◆ Saved entries:
PR #766, opened 2021-05-23
Scalar double

### LINKED ISSUE #390: Clean Radium Options
When Compiling Radium with non-default options, there are some small issues (not detected by the CI since it runs only with default option values):
 - `RADIUM_WITH_DOUBLE_PRECISION`: in the code, there are some real constants that are not cast into the `Scalar` type, some variables are typed `float` instead of `Scalar`, and the same goes for some function/method parameters.
 - `RADIUM_WITH_OMP`: msvc does not with OpenMP 3.0, thus forbidding the use of `unsigned int`s as for-loop parameters.

I didn't test all options and some issues might still be hiding.
All this should be addressed before the v1 release.

dlyr:
This PR is made from STORM-IRIT to let the new action run correctly, need to fix workflow hook before merging, currently all options are triggered on PR before merge.

a cmake option to use double as Scalar type.
OpenGL data are kept float and on the fly conversion is added.
Also CI with different options (only when PR merged to master, current CI on PR before merge)

Fixes #390
Scalar work only with float

Scalar can be double, unittests pass, and rendering is fine.

Almost nothing for Scalar=float, on the fly conversion for GPU data if Scalar=double

* **Other information**:


dlyr:
**CHECK LINEAR HISTORY FAIL**

Please rebase on current up to date master,
without merge commits (e.g. you can squash them).

nmellado (approved):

◆ Brief: The records shown earlier should all be returned verbatim.

◆ Exercise answer:
PR #766, opened 2021-05-23
Scalar double

### LINKED ISSUE #390: Clean Radium Options
When Compiling Radium with non-default options, there are some small issues (not detected by the CI since it runs only with default option values):
 - `RADIUM_WITH_DOUBLE_PRECISION`: in the code, there are some real constants that are not cast into the `Scalar` type, some variables are typed `float` instead of `Scalar`, and the same goes for some function/method parameters.
 - `RADIUM_WITH_OMP`: msvc does not with OpenMP 3.0, thus forbidding the use of `unsigned int`s as for-loop parameters.

I didn't test all options and some issues might still be hiding.
All this should be addressed before the v1 release.

dlyr:
This PR is made from STORM-IRIT to let the new action run correctly, need to fix workflow hook before merging, currently all options are triggered on PR before merge.

a cmake option to use double as Scalar type.
OpenGL data are kept float and on the fly conversion is added.
Also CI with different options (only when PR merged to master, current CI on PR before merge)

Fixes #390
Scalar work only with float

Scalar can be double, unittests pass, and rendering is fine.

Almost nothing for Scalar=float, on the fly conversion for GPU data if Scalar=double

* **Other information**:


dlyr:
**CHECK LINEAR HISTORY FAIL**

Please rebase on current up to date master,
without merge commits (e.g. you can squash them).

nmellado (approved):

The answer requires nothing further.